### EXCERPTED RECORDS
##############################
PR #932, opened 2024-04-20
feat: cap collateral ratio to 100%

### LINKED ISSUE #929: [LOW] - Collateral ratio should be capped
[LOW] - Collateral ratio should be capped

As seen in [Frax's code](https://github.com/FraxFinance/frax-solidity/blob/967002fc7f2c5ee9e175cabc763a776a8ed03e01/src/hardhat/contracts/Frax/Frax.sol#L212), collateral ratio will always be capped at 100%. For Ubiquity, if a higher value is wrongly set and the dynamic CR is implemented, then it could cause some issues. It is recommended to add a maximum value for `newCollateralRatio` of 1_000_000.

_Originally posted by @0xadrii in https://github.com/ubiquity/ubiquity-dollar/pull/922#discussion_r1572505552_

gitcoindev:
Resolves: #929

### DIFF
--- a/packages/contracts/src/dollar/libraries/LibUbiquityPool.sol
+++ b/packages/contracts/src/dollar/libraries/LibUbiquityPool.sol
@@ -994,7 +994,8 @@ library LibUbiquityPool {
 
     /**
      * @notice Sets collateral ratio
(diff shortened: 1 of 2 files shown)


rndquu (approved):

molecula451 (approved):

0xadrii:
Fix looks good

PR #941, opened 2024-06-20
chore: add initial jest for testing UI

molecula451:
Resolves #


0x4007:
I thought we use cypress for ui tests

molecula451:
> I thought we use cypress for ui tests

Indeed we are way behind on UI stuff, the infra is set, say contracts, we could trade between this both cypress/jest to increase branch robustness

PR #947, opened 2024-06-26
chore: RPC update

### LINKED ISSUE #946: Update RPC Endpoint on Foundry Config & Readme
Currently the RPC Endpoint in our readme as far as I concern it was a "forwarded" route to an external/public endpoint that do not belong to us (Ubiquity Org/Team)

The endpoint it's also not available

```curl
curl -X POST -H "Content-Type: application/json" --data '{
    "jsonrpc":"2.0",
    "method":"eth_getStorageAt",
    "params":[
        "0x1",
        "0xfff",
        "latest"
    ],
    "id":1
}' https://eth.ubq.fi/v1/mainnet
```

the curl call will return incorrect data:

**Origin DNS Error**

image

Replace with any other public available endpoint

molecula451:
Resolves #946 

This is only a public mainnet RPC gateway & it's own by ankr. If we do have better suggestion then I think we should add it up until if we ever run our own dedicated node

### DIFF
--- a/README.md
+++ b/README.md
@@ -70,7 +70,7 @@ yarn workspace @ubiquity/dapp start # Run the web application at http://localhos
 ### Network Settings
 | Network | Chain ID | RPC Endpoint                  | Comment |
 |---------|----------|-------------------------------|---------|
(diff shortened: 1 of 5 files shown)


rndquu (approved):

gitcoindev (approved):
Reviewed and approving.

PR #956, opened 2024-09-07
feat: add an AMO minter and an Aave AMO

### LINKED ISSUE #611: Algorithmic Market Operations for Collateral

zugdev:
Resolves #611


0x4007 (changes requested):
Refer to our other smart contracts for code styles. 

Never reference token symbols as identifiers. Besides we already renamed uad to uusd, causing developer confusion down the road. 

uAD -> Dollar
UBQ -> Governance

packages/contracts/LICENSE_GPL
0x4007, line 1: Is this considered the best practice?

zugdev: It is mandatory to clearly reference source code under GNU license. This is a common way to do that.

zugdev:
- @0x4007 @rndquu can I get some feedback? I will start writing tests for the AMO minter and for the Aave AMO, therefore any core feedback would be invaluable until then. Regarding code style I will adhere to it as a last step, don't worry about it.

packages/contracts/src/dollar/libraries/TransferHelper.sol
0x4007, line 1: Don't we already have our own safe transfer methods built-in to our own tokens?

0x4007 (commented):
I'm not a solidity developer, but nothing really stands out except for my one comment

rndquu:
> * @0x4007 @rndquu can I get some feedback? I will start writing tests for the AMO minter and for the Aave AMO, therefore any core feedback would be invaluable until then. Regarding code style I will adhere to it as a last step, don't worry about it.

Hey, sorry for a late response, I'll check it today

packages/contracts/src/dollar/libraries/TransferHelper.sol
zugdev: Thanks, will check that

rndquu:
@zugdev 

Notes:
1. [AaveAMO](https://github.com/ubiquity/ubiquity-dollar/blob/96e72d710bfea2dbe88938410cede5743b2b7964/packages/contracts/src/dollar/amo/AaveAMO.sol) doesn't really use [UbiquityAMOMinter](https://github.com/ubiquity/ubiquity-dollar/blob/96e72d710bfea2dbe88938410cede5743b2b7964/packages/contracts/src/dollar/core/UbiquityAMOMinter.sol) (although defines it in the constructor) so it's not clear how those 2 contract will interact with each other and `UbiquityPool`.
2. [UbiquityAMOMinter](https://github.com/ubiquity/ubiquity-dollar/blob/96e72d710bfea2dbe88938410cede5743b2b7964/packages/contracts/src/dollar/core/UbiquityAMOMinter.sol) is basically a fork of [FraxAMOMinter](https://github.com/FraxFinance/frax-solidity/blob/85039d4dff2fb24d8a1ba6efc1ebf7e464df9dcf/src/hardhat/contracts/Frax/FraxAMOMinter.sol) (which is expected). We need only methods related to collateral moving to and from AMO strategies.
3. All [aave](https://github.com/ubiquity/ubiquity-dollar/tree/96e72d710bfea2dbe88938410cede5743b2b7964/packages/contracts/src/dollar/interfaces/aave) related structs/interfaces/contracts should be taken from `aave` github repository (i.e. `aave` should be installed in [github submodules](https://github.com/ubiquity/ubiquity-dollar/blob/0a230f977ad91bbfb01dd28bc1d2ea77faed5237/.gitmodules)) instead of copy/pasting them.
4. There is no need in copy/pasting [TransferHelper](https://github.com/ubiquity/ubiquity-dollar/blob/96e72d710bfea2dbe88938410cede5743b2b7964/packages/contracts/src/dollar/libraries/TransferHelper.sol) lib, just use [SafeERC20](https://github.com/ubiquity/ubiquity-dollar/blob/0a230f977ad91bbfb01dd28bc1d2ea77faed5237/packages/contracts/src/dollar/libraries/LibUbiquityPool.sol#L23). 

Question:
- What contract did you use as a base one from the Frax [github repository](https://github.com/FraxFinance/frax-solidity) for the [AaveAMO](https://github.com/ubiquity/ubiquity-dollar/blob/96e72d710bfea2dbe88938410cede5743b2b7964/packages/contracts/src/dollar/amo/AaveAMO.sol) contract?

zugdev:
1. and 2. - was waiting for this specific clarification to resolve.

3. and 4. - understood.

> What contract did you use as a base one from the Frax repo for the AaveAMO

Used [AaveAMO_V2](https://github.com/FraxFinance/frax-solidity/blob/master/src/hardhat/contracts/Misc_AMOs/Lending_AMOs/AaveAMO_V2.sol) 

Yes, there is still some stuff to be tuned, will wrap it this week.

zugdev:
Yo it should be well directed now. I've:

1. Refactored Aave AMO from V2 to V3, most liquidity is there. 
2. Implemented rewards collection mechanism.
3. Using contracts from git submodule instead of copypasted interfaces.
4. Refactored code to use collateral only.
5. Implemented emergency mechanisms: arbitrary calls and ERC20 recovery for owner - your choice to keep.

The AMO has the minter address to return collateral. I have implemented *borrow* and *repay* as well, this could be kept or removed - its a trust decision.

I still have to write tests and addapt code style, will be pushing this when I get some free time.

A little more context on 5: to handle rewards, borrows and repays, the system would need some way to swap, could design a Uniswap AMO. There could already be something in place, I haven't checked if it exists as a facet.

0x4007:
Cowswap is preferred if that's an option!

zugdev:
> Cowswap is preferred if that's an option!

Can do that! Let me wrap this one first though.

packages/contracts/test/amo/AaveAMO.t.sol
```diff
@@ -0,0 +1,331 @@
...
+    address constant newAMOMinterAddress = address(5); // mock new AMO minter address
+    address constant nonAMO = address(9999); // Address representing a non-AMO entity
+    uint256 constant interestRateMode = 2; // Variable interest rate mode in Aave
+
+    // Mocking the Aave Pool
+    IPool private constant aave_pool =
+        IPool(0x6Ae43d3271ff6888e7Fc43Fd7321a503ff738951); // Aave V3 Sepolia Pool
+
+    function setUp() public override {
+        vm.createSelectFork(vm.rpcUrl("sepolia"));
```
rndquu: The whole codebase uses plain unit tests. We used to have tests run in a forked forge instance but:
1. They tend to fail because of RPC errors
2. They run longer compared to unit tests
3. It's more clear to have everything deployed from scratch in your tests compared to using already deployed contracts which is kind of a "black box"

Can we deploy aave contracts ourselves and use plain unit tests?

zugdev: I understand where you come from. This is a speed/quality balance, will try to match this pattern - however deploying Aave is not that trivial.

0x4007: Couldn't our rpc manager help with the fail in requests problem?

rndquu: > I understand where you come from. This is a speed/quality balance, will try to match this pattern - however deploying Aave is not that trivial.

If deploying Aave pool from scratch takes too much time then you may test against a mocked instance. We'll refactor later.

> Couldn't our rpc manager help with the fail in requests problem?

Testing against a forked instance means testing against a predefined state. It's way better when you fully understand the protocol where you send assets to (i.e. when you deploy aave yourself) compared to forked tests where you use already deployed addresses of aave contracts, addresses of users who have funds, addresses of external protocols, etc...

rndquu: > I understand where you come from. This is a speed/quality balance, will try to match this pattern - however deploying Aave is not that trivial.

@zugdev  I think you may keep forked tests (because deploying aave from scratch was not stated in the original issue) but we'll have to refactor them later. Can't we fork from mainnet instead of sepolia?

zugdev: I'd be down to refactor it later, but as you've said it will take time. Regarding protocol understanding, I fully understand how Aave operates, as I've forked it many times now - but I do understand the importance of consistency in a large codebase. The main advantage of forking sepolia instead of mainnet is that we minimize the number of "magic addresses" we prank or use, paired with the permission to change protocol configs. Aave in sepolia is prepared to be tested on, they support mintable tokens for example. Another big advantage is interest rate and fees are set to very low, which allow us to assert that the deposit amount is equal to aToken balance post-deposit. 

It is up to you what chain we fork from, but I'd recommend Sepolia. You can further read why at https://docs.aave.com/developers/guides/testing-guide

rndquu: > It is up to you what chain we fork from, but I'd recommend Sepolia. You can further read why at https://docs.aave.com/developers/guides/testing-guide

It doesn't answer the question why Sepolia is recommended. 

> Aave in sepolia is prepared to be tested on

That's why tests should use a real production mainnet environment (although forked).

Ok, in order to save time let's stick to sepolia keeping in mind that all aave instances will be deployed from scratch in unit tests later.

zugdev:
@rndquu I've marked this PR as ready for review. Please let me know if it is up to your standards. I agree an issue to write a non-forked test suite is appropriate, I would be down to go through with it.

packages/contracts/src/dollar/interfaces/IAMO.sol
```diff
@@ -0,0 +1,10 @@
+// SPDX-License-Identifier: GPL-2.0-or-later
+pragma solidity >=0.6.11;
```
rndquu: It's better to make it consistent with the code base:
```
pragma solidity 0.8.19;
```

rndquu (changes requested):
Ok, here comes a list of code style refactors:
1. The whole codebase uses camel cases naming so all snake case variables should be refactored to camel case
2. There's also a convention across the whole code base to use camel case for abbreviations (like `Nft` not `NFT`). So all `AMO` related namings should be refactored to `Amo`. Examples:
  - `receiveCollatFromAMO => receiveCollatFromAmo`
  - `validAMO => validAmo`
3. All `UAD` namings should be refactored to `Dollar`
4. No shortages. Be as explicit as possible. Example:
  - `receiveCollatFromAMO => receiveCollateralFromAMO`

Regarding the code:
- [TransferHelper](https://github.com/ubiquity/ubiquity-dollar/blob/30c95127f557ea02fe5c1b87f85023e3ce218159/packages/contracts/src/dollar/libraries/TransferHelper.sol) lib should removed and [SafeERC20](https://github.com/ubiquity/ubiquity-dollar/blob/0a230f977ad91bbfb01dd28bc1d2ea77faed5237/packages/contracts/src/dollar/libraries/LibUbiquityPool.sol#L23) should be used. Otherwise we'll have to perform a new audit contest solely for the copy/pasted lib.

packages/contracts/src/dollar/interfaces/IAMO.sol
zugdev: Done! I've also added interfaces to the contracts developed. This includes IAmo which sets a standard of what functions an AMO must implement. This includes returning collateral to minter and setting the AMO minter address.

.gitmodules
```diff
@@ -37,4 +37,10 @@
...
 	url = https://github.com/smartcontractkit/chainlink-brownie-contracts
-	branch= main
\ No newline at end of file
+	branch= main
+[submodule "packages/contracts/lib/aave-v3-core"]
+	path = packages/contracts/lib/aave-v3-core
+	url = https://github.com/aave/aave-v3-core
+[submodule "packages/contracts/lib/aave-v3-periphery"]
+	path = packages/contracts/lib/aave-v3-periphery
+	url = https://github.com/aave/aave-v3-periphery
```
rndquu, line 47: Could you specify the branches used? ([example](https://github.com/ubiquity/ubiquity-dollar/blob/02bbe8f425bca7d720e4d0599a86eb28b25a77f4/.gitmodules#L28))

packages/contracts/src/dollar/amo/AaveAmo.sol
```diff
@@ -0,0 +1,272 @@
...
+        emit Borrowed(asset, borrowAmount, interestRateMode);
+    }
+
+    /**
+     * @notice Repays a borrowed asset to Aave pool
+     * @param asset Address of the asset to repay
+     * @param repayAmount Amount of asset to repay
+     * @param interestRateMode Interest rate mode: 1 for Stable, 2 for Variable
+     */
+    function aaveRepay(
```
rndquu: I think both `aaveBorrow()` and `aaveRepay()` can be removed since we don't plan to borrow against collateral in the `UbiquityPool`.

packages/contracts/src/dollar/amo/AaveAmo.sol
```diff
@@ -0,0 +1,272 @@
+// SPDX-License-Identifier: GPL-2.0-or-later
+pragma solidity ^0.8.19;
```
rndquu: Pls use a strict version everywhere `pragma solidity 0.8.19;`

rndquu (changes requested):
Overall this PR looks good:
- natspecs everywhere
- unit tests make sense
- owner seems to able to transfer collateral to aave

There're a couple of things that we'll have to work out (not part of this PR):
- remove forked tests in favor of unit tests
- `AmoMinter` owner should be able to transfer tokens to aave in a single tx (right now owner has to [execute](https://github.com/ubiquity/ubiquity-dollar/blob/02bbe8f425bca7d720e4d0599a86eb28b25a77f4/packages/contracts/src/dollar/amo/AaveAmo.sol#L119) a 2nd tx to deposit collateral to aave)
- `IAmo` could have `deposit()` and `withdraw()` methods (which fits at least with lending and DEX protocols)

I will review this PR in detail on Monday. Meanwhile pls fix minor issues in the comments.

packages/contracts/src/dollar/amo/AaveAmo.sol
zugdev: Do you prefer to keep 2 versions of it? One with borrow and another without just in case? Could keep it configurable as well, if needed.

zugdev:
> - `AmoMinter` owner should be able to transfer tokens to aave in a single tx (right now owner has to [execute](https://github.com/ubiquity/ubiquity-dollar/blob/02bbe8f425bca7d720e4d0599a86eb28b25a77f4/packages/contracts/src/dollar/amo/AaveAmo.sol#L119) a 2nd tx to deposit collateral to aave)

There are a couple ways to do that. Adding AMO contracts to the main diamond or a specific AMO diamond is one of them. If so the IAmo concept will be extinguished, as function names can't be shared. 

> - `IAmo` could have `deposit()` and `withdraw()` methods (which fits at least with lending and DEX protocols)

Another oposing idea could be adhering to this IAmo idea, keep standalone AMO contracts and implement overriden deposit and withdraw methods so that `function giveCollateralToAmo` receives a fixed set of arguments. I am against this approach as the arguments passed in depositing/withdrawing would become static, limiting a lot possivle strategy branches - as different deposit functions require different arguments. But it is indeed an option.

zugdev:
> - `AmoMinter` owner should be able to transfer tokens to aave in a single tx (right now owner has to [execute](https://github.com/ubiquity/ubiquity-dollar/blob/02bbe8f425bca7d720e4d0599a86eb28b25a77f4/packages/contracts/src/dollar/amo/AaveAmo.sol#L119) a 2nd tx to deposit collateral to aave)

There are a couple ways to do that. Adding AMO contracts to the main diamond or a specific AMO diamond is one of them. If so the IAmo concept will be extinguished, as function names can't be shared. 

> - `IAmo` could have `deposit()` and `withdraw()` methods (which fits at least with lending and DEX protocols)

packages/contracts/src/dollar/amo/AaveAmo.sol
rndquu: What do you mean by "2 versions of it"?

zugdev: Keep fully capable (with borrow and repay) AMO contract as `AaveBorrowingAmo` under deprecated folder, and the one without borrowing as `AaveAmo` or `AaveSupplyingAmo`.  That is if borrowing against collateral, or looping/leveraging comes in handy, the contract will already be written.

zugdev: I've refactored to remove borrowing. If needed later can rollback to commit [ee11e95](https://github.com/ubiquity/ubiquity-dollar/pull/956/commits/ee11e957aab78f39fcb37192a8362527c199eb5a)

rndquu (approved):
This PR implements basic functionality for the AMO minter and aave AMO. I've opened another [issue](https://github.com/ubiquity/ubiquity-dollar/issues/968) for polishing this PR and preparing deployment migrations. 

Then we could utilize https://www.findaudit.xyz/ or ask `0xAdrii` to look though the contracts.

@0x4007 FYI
##############################
### EXERCISE DESCRIPTION
From the first line of the records above to the line that contains "-994,7 +994,8 @@", quote each line exactly.

### OUTPUT OF THE EXERCISE
PR #932, opened 2024-04-20
feat: cap collateral ratio to 100%

### LINKED ISSUE #929: [LOW] - Collateral ratio should be capped
[LOW] - Collateral ratio should be capped

As seen in [Frax's code](https://github.com/FraxFinance/frax-solidity/blob/967002fc7f2c5ee9e175cabc763a776a8ed03e01/src/hardhat/contracts/Frax/Frax.sol#L212), collateral ratio will always be capped at 100%. For Ubiquity, if a higher value is wrongly set and the dynamic CR is implemented, then it could cause some issues. It is recommended to add a maximum value for `newCollateralRatio` of 1_000_000.

_Originally posted by @0xadrii in https://github.com/ubiquity/ubiquity-dollar/pull/922#discussion_r1572505552_

gitcoindev:
Resolves: #929

### DIFF
--- a/packages/contracts/src/dollar/libraries/LibUbiquityPool.sol
+++ b/packages/contracts/src/dollar/libraries/LibUbiquityPool.sol
@@ -994,7 +994,8 @@ library LibUbiquityPool {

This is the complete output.